* **STORED DATA**:
┌──

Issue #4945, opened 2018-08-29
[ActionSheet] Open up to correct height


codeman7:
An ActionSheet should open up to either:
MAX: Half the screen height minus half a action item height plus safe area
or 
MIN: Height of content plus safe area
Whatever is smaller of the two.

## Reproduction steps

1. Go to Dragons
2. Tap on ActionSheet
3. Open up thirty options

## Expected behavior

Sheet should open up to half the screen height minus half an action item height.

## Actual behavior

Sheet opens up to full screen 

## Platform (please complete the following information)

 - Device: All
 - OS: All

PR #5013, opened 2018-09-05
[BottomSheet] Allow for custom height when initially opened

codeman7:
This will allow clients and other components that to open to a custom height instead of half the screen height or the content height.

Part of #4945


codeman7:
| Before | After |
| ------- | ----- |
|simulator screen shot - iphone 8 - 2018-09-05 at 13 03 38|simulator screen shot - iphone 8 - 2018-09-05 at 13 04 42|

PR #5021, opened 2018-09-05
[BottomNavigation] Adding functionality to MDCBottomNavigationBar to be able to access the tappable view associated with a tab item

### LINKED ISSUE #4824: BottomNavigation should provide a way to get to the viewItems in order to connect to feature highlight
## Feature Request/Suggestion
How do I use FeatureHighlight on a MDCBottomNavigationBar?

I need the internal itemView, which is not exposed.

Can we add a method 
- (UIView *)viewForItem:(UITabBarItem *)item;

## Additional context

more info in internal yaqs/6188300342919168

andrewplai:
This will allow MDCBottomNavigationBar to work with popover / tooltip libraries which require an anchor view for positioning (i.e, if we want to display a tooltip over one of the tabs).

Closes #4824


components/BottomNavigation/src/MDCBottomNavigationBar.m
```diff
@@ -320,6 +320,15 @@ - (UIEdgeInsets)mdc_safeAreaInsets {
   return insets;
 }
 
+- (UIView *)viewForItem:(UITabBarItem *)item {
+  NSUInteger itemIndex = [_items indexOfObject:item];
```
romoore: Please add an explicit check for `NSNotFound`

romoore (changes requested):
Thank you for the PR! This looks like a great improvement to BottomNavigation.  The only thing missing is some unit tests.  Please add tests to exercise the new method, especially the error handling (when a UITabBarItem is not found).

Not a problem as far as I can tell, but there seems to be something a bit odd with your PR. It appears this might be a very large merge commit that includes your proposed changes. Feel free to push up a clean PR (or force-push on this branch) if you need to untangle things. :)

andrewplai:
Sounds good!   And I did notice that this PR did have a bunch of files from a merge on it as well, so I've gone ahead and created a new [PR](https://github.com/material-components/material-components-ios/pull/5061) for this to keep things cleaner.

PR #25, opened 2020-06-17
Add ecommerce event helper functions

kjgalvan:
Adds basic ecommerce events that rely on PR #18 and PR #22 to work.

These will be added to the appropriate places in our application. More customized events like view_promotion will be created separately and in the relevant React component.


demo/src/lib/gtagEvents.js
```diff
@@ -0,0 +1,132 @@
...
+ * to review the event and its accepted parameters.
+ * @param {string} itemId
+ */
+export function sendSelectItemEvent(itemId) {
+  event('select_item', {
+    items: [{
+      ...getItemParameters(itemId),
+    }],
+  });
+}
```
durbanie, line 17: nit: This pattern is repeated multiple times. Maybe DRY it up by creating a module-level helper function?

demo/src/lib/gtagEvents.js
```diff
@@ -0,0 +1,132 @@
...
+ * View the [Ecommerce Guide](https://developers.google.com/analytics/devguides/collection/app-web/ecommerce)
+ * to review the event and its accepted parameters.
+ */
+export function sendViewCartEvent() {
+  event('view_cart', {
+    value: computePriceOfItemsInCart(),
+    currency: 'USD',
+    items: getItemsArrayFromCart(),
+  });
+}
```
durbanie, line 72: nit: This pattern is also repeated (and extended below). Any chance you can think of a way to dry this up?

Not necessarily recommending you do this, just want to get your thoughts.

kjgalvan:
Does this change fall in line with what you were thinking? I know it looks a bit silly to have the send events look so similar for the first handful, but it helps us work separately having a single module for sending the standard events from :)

└──

* **ACTION ITEM**: Every word in the records must appear in your copy exactly as it does above.

* **EXERCISE ANSWER**:
Issue #4945, opened 2018-08-29
[ActionSheet] Open up to correct height


codeman7:
An ActionSheet should open up to either:
MAX: Half the screen height minus half a action item height plus safe area
or 
MIN: Height of content plus safe area
Whatever is smaller of the two.

## Reproduction steps

1. Go to Dragons
2. Tap on ActionSheet
3. Open up thirty options

## Expected behavior

Sheet should open up to half the screen height minus half an action item height.

## Actual behavior

Sheet opens up to full screen 

## Platform (please complete the following information)

 - Device: All
 - OS: All

PR #5013, opened 2018-09-05
[BottomSheet] Allow for custom height when initially opened

codeman7:
This will allow clients and other components that to open to a custom height instead of half the screen height or the content height.

Part of #4945


codeman7:
| Before | After |
| ------- | ----- |
|simulator screen shot - iphone 8 - 2018-09-05 at 13 03 38|simulator screen shot - iphone 8 - 2018-09-05 at 13 04 42|

PR #5021, opened 2018-09-05
[BottomNavigation] Adding functionality to MDCBottomNavigationBar to be able to access the tappable view associated with a tab item

### LINKED ISSUE #4824: BottomNavigation should provide a way to get to the viewItems in order to connect to feature highlight
## Feature Request/Suggestion
How do I use FeatureHighlight on a MDCBottomNavigationBar?

I need the internal itemView, which is not exposed.

Can we add a method 
- (UIView *)viewForItem:(UITabBarItem *)item;

## Additional context

more info in internal yaqs/6188300342919168

andrewplai:
This will allow MDCBottomNavigationBar to work with popover / tooltip libraries which require an anchor view for positioning (i.e, if we want to display a tooltip over one of the tabs).

Closes #4824


components/BottomNavigation/src/MDCBottomNavigationBar.m
```diff
@@ -320,6 +320,15 @@ - (UIEdgeInsets)mdc_safeAreaInsets {
   return insets;
 }
 
+- (UIView *)viewForItem:(UITabBarItem *)item {
+  NSUInteger itemIndex = [_items indexOfObject:item];
```
romoore: Please add an explicit check for `NSNotFound`

romoore (changes requested):
Thank you for the PR! This looks like a great improvement to BottomNavigation.  The only thing missing is some unit tests.  Please add tests to exercise the new method, especially the error handling (when a UITabBarItem is not found).

Not a problem as far as I can tell, but there seems to be something a bit odd with your PR. It appears this might be a very large merge commit that includes your proposed changes. Feel free to push up a clean PR (or force-push on this branch) if you need to untangle things. :)

andrewplai:
Sounds good!   And I did notice that this PR did have a bunch of files from a merge on it as well, so I've gone ahead and created a new [PR](https://github.com/material-components/material-components-ios/pull/5061) for this to keep things cleaner.

PR #25, opened 2020-06-17
Add ecommerce event helper functions

kjgalvan:
Adds basic ecommerce events that rely on PR #18 and PR #22 to work.

These will be added to the appropriate places in our application. More customized events like view_promotion will be created separately and in the relevant React component.


demo/src/lib/gtagEvents.js
```diff
@@ -0,0 +1,132 @@
...
+ * to review the event and its accepted parameters.
+ * @param {string} itemId
+ */
+export function sendSelectItemEvent(itemId) {
+  event('select_item', {
+    items: [{
+      ...getItemParameters(itemId),
+    }],
+  });
+}
```
durbanie, line 17: nit: This pattern is repeated multiple times. Maybe DRY it up by creating a module-level helper function?

demo/src/lib/gtagEvents.js
```diff
@@ -0,0 +1,132 @@
...
+ * View the [Ecommerce Guide](https://developers.google.com/analytics/devguides/collection/app-web/ecommerce)
+ * to review the event and its accepted parameters.
+ */
+export function sendViewCartEvent() {
+  event('view_cart', {
+    value: computePriceOfItemsInCart(),
+    currency: 'USD',
+    items: getItemsArrayFromCart(),
+  });
+}
```
durbanie, line 72: nit: This pattern is also repeated (and extended below). Any chance you can think of a way to dry this up?

Not necessarily recommending you do this, just want to get your thoughts.

kjgalvan:
Does this change fall in line with what you were thinking? I know it looks a bit silly to have the send events look so similar for the first handful, but it helps us work separately having a single module for sending the standard events from :)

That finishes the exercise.